Methods: Triplicate media cultures were inoculated with 10 colony-forming units (CFUs)/mL of C. albicans (American Type Culture Collection 10231), supplemented with amphotericin B (0-20 μg/mL), stored in cold conditions (2°C-8°C) for 72 hours, and analyzed quantitatively for CFUs. C. albicans concentration in each sample was determined initially and after 6, 24, 48, and 72 hours of storage. CEC mitochondrial function (oxygen consumption rate), apoptosis, and necrosis were examined in donor corneas after 7 days of amphotericin B exposure and compared with untreated controls. CEC viability was also examined by calcein-AM staining and Fiji segmentation after 72 hours or 2 weeks of amphotericin B exposure to mimic potential eye bank practices.
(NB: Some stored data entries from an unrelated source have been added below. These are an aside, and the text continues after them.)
Issue #1859, opened 2023-12-03
doc get <key> not returning hash for large (1.5Mb) document import


ntangldev:
I am running the iroh CLI 0.11.0 on Mac M1 Sonoma 14.0

I installed iroh using 

`curl -fsSL https://sh.iroh.computer/install.sh | sh
`

I have imported a 1.5Mb document

When I try to get the document I was expecting to get the hash returned, but with either the default mode or explicitly requesting hash mode no response is returned.

`author:szozlqglrywojk35 doc:owcr5mvpvzhf4ics
> doc import ~/projects/testblob
Preparing import...
Import 1 files totaling 1.52 MiB? yes
Success! (0 seconds)

author:szozlqglrywojk35 doc:owcr5mvpvzhf4ics
> doc keys
@szozlqglrywojk35: testblob = lsoaqmjoqh4bkc44 (1.52 MiB)

author:szozlqglrywojk35 doc:owcr5mvpvzhf4ics
> doc get testblob

author:szozlqglrywojk35 doc:owcr5mvpvzhf4ics
> doc get --mode hash testblob

`

For small (3char) values the key/value is returned

ramfox:
Closing because docs have been moved out of iroh and we no longer have an `iroh` CLI

Issue #1619, opened 2023-10-11
appending `\0` aka the null byte character to keys to prevent unintended prefix deletion


ramfox:
An entry w/ the key `foobar`, will get overridden by an entry with the key `foo`
However an entry w/ the key `foobar` will not get overridden by an entry with the key `foo\0`

to prevent our APIs from doing unexpected and unwanted behaviour we can either append the null byte to a key:
- at the top level API in the iroh cli / console, append the null byte as expected
- one layer down: have all api calls append and remove the null byte so that it is part of the iroh API and it is expected that we take care of this as a library
- at the document level, and append the null byte for all `set`-ing and `get`-ing needs

Regardless of where this gets implemented, we need to add some kind of `prefix` flag on all `set` and `get`-like actions that will inform us that the user *intends* to do batch work on all entries with keys underneath that prefix.

rklaehn:
Hm, what about not doing this and instead telling users about how prefix deletion works?

Prefix deletion/replacement is a *very* useful feature if you know how to use it, and always appending a 0 byte would close this down to the user.

If we do this at all, I would have it **just** as an option of the cli / console that you can opt out of with an extra arg --raw or whatever. So for me option 1 makes most sense.

matheus23:
Personally I think using an enum for rust APIs:
```rust
pub enum Key<'a> {
    Full(&'a [u8]),
    Prefix(&'a [u8]),
}
```

and a `--prefix` flag for CLI commands: `iroh doc set <KEY> --prefix`.

It looks like `iroh doc get` already has a `--prefix` flag, but `set` apparently doesn't.

ramfox:
We have `path_to_key` and `key_to_path` methods that take care of this now on the CLI

PR #2497, opened 2024-07-13
Fix: Can't export from CLI because of the null byte in the key last byte

israelyago:
## Description
- Fix a bug that the user can't export a file because the key wouldn't match, because internally it was being added a null byte at the end of the key. Possibly, it is the bug presented in #1859
E.g: 
`doc import path/to/file/name_here`
`doc export name_here -o target/dir` would have searched for `name_here`, but would not match the internal `name_here\0` (Null byte at the end), therefore, never exporting the file.

- Relates to #1619

## Breaking Changes

- Possible breaking change: Removes the `\0` (Null byte) at the end of a key in file imported from the CLI

## Notes & open questions
- If the `\0` (Null byte) has some actual definition and purpose in the key, it is needed to also apply this byte to the CLI command  `doc set foo bar`, which does not seem to add the Null byte

- I may have missed something, but the original commit that introduced the char insertion did not make it clear what purpose it serves (https://github.com/n0-computer/iroh/pull/1793/files#diff-6cb6932fd260f19df9c3f69652d5115449234fb6e0f3931e64d356962f47e01bR286)

## Change checklist

- [x] Self-review.
- [ ] Tests if relevant.

### DIFF
--- a/iroh/src/util/fs.rs
+++ b/iroh/src/util/fs.rs
@@ -215,19 +215,14 @@ fn path_content_info0(path: impl AsRef<Path>) -> anyhow::Result<PathContent> {
 ///
 /// If `prefix` exists, it will be stripped before converting back to a path
 /// If `root` exists, will add the root as a parent to the created path
-/// Removes any null byte that has been appended to the key
 pub fn key_to_path(
     key: impl AsRef<[u8]>,
     prefix: Option<String>,
     root: Option<PathBuf>,
 ) -> anyhow::Result<PathBuf> {
-    let mut key = key.as_ref();
+    let key = key.as_ref();
     if key.is_empty() {
         return Ok(PathBuf::new());
-    }
-    // if the last element is the null byte, remove it
-    if b'\0' == key[key.len() - 1] {
-        key = &key[..key.len() - 1]
     }
 
     let key = if let Some(prefix) = prefix {
@@ -265,8 +260,6 @@ pub fn key_to_path(
 }
 
 /// Helper function that creates a document key from a canonicalized path, removing the `root` and adding the `prefix`, if they exist
-///
-/// Appends the null byte to the end of the key.
 pub fn path_to_key(
     path: impl AsRef<Path>,
     prefix: Option<String>,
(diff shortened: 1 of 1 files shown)


matheus23:
Thank you so much for contributing! I don't think we can merge this exactly as-is. Perhaps it's best if I answer some of your questions first:

> the original commit that introduced the char insertion did not make it clear what purpose [the null byte] serves

It's pretty technical.
Deletions in [willow] (the specification that iroh documents are based on) work by overwriting a key with a tombstone.
Think of deleting a value at `path/to/value` by overwriting `path/to/value` with something indicating a deletion.

These paths are hierarchical, though, so that means that you can also delete whole "trees" of keys by writing something that indicates deletion to e.g. `path/to`, and then `path/to/value` and any other `path/to/x` will be gone.

The problem is that sometimes your intention is to delete a *specific key* not a whole tree. Willow by itself doesn't distinguish these, but it's easy to modify the key structure to support this distinction: That's where the trailing null byte comes in.
To indicate that a key is supposed to represent a single key, not a whole tree, you add a trailing null byte. This way, if you delete `path/to/value\0`, that's not going to be a prefix of `path/to/value/child\0`, so overwriting it won't delete the child.
But you still retain the option to delete whole trees by leaving out the trailing null byte on an operation.

> * If the `\0` (Null byte) has some actual definition and purpose in the key, it is needed to also apply this byte to the CLI command  `doc set foo bar`, which does not seem to add the Null byte

Yes. My personal opinion is that the `iroh doc set` command should work like `iroh doc get` with respect to the key handling. The `doc get` command supports a `--prefix` option which skips adding the null byte suffix. But I'll let the other's from the iroh team weigh in on that.

> Possible breaking change: Removes the `\0` (Null byte) at the end of a key in file imported from the CLI

We should keep the null byte suffix for the prefix deletion reasons I explained above.

[willow]: https://willowprotocol.org

dignifiedquire:
> Yes. My personal opinion is that the `iroh doc set` command should work like `iroh doc get` with respect to the key handling. The `doc get` command supports a `--prefix` option which skips adding the null byte suffix. But I'll let the other's from the iroh team weigh in on that.

yes, agreed

dignifiedquire:
Closing as for the above described reasons. Lets keep the conversation in the mentioned issues going.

Results: Amphotericin B concentrations of 1.25, 2.5, and 5.0 μg/mL resulted in 0.47, 1.11, and 1.21 log10 CFU reduction after only 6 hours of cold storage and continued to decrease to 3.50, 3.86, and 4.49 log10 reductions after 72 hours, respectively. By contrast, amphotericin B 0.255 µg/mL showed only 1.01 log10 CFU reduction after 72 hours of incubation. CEC mitochondrial function and viability did not differ in donor corneas exposed to amphotericin B ≤2.59 μg/mL compared with the controls.
Conclusions: Optimal efficacy of amphotericin B against C. albicans is achieved in cold storage conditions at concentrations ≥1.25 μg/mL, and 2.5 μg/mL reduces Candida contamination by >90% after 6 hours of cold storage without sacrificing CEC health.